Problem to solve: Your reply should be made up of every line in the records below that holds the string "missing".

Collected data entries
____
PR #7013, opened 2026-07-10
[trainer, ckpt] fix: persist adaptive KL controller state across checkpoint resume

### LINKED ISSUE #2653: [Bug] Save & Load kl_controller when `kl_ctrl.type == "adaptive"`
### Problem
When using `kl_ctrl.type == "adaptive"`, the `AdaptiveKLController` state is not saved during checkpointing. When loading checkpoints, the controller resets to initial state instead of resuming from where it left off.

### Impact
- Adaptive KL adjustments are lost between training sessions
- Training restarts KL adaptation process instead of resuming

Epochex:
Fixes #2653

## Summary

`AdaptiveKLController.value` evolves during PPO training but was not included in trainer checkpoints. Resuming therefore restored the configured initial coefficient instead of the learned value, changing subsequent KL-penalized rewards.

This change adds a small versioned, tensor-only `kl_ctrl.pt` state file and wires it into the legacy, v1, and fully async trainer checkpoint paths. Writes use same-directory temporary files plus atomic replacement. Loads use `weights_only=True` on CPU and validate the schema, version, scalar shape, and coefficient value before updating the controller.

Checkpoints created before this change remain loadable: if `kl_ctrl.pt` is absent, the configured initial value is retained and a warning is logged.

## Prior work and scope

Closed/repurposed PR [#5766](https://github.com/verl-project/verl/pull/5766) briefly contained an unmerged legacy-only implementation. Its follow-up commit [`32fec0b`](https://github.com/dubin555/verl/commit/32fec0b3391a8320e32a32d39e2e62436b0acc83) is credited for the tensor/`weights_only=True` direction.

This PR covers the current legacy, v1, and fully async checkpoint owners through `AdaptiveKLController.save()` and `AdaptiveKLController.load()`, adds atomic persistence and strict validation, preserves compatibility with older checkpoints, and exercises the actual trainer save/load methods on CPU.

## Review follow-up

Automated review identified that the V1 test's temporary `transfer_queue` stub could pollute the parent pytest process. A narrow `sys.modules` cleanup still left parent-package attributes and transitive V1 modules referencing the stub, so the final implementation moves the V1 import and real checkpoint round trip into a child Python process. The parent process snapshots its complete relevant module map and verifies that it is unchanged after the child exits.

A maintainer follow-up moved checkpoint I/O onto `AdaptiveKLController` itself and removed the standalone helper module; all three trainer paths now call the controller methods directly.

## Tests

- `python -m pytest -q tests/trainer/ppo/test_adaptive_kl_checkpoint_on_cpu.py`: 12 passed; repeated, including a `-W error` run.
- Ruff check and format check on all changed Python files: passed.
- Changed-file `compileall`: passed.
- Fresh and preloaded module-cache adversarial checks: passed.

This change was developed with AI assistance.


tests/trainer/ppo/test_adaptive_kl_checkpoint_on_cpu.py
```diff
@@ -0,0 +1,242 @@
...
+
+    transfer_queue.KVBatchMeta = KVBatchMeta
+    for name in ("init", "kv_clear", "kv_batch_put", "kv_batch_get", "kv_list"):
+        setattr(transfer_queue, name, lambda *args, **kwargs: None)
+    transfer_queue.async_kv_put = lambda *args, **kwargs: None
+    transfer_queue.async_kv_batch_put = lambda *args, **kwargs: None
+    sys.modules.setdefault("transfer_queue", transfer_queue)
+    from verl.trainer.ppo.v1.trainer_base import PPOTrainer
+
+    return PPOTrainer
```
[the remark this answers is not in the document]
Epochex: Fixed in 1c978c7f: `_load_v1_trainer_base()` now removes the temporary `transfer_queue` mock and uncaches `verl.trainer.ppo.v1.trainer_base` when this helper introduced them, so the helper remains isolated even if it is called in-process later.

Checked locally:
- `py -3.12 -m compileall -q tests/trainer/ppo/test_adaptive_kl_checkpoint_on_cpu.py`
- `uvx ruff check tests/trainer/ppo/test_adaptive_kl_checkpoint_on_cpu.py`
- `git diff --check`

I also tried the targeted pytest command, but this local Windows Python cannot collect the test because `torch` is not installed in the available interpreter.

Epochex:
Hi maintainers, this PR is ready for CI. I cannot access the Slack workspace with my email, and the Feishu invitation is currently unreachable on my network, so I'm requesting here instead.

The targeted CPU checkpoint regression suite passes (12 tests), along with Ruff, format, compileall, and the module-cache isolation checks. Could you please trigger or approve the relevant CI workflows? Thanks.

Epochex:
Follow-up pushed in 747ce831 to address the CPU suite failure.

The failing assertions showed that the missing-state behavior itself was correct: the loader returned `False` and preserved the configured coefficient. Only the `caplog.text` assertion failed because the full suite's logging state left the capture buffer empty.

The test now patches `checkpoint_utils.logger.warning` directly and verifies the exact message template and missing `kl_ctrl.pt` path. This keeps the compatibility warning covered without depending on global pytest logging configuration.

Validation:
- focused test with the pytest logging plugin disabled: 1 passed
- full adaptive-KL checkpoint regression file: 12 passed
- CI-shaped CPU run: this checkpoint file passed in-suite; the local Windows run later stopped in an unrelated TransferQueue thread timeout after 332 total passes
- Ruff check/format, compileall, and `git diff --check`: passed

The new head currently has no checks attached. Could you please approve or trigger CI again? Thanks.

verl/trainer/ppo/checkpoint_utils.py
```diff
@@ -0,0 +1,113 @@
...
+
+KL_CONTROLLER_STATE_FILENAME = "kl_ctrl.pt"
+KL_CONTROLLER_STATE_VERSION = 1
+
+
+def _state_path(checkpoint_dir: str | os.PathLike) -> Path:
+    return Path(checkpoint_dir) / KL_CONTROLLER_STATE_FILENAME
+
+
+def save_adaptive_kl_controller_state(controller: AdaptiveKLController | None, checkpoint_dir: str | os.PathLike):
```
wuxibin89: Better add save/load function to `AdaptiveKLController`

Epochex: Good point, I have updated in d1fcb97b. `AdaptiveKLController` now owns `save()` / `load()`, and the standalone `checkpoint_utils.py` has been removed. The legacy, V1, and fully async trainer paths call those methods only for adaptive controllers; the checkpoint format, validation, atomic write, and old-checkpoint fallback are unchanged.

The focused CPU suite passes with `-W error` (12 tests), along with Ruff, formatting, mypy, compileall, and `git diff --check`.

Thanks bro :)

Epochex:
Quick update: I rebased this branch onto the current main and resolved the checkpoint conflict in 90867ec6. The V1 path keeps the new upstream TransferQueue recovery logic, with adaptive-KL state restored alongside it.

Post-rebase validation is green: 12 targeted tests passed with warnings treated as errors, plus Ruff check/format, mypy, compileall, and git diff --check. The refreshed head is mergeable now, but GitHub has not attached any checks yet. Could you please trigger or approve CI when convenient? Thanks!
____
Written reply:
The failing assertions showed that the missing-state behavior itself was correct: the loader returned `False` and preserved the configured coefficient. Only the `caplog.text` assertion failed because the full suite's logging state left the capture buffer empty.
The test now patches `checkpoint_utils.logger.warning` directly and verifies the exact message template and missing `kl_ctrl.pt` path. This keeps the compatibility warning covered without depending on global pytest logging configuration.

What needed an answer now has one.